What the exercise asks:
An unaltered copy of every line below is the expected output.
** Opening Data for this exercise block **
Issue #375, opened 2016-07-01
Feature: Add command line arguments for provisioning


sedrubal:
Is it possible to add command line arguments to visicut for several provisioning tasks like:

 - download recommended VisiCut settings for a lab
 - install inkscape/Illustrator extension
 - ...

?

PR #415, opened 2017-05-13
Download settings: Pre-select lab based on FQDN

mgmax:
(currently only implemented for FAU FabLab)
** Closing Data for this exercise block **
Solution to the exercise:
Issue #375, opened 2016-07-01
Feature: Add command line arguments for provisioning


sedrubal:
Is it possible to add command line arguments to visicut for several provisioning tasks like:

 - download recommended VisiCut settings for a lab
 - install inkscape/Illustrator extension
 - ...

?

PR #415, opened 2017-05-13
Download settings: Pre-select lab based on FQDN

mgmax:
(currently only implemented for FAU FabLab)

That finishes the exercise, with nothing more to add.